# Data for review
PR #1385, opened 2023-01-31
Restore original download() timezone handling

ValueRaider:
`download()` original behaviour for handling timezones of different exchanges depended on interval:
- intraday = keep timezones
- interday = ignore timezones

This was lost with #1048 but no one noticed for long time. It treated all intervals same way - never ignore. Eventually users noticed and requested always ignore #1103, then never ignore again #1283.

@DE0CH

### DIFF
--- a/yfinance/multi.py
+++ b/yfinance/multi.py
@@ -29,7 +29,7 @@ from . import Ticker, utils
 from . import shared
 
 
-def download(tickers, start=None, end=None, actions=False, threads=True, ignore_tz=False,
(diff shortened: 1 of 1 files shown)


DE0CH:
Sorry I forgot about this for a while. But thanks for the change. I updated my code to use ignore_tz=False so I’m ok with it.Best wishes,DeyaoOn 7 Feb 2023, at 13:16, ValueRaider ***@***.***> wrote:﻿
Merged #1385 into dev.

PR #1397, opened 2023-02-05
Catch TypeError Exception

Matt-Seath:
Addresses recent issue where calling Ticker.info would occasionally result in a TypeError Exception at line 287.


Matt-Seath:
@ValueRaider Thanks for your assistance, I'm not very experienced with GitHub as this is my first PR. Hopefully this better aligns with contributor guidelines.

# Task details
From the first line to the last, copy every record exactly.

# Solved exercise
PR #1385, opened 2023-01-31
Restore original download() timezone handling

ValueRaider:
`download()` original behaviour for handling timezones of different exchanges depended on interval:
- intraday = keep timezones
- interday = ignore timezones

This was lost with #1048 but no one noticed for long time. It treated all intervals same way - never ignore. Eventually users noticed and requested always ignore #1103, then never ignore again #1283.

@DE0CH

### DIFF
--- a/yfinance/multi.py
+++ b/yfinance/multi.py
@@ -29,7 +29,7 @@ from . import Ticker, utils
 from . import shared
 
 
-def download(tickers, start=None, end=None, actions=False, threads=True, ignore_tz=False,
(diff shortened: 1 of 1 files shown)


DE0CH:
Sorry I forgot about this for a while. But thanks for the change. I updated my code to use ignore_tz=False so I’m ok with it.Best wishes,DeyaoOn 7 Feb 2023, at 13:16, ValueRaider ***@***.***> wrote:﻿
Merged #1385 into dev.

PR #1397, opened 2023-02-05
Catch TypeError Exception

Matt-Seath:
Addresses recent issue where calling Ticker.info would occasionally result in a TypeError Exception at line 287.


Matt-Seath:
@ValueRaider Thanks for your assistance, I'm not very experienced with GitHub as this is my first PR. Hopefully this better aligns with contributor guidelines.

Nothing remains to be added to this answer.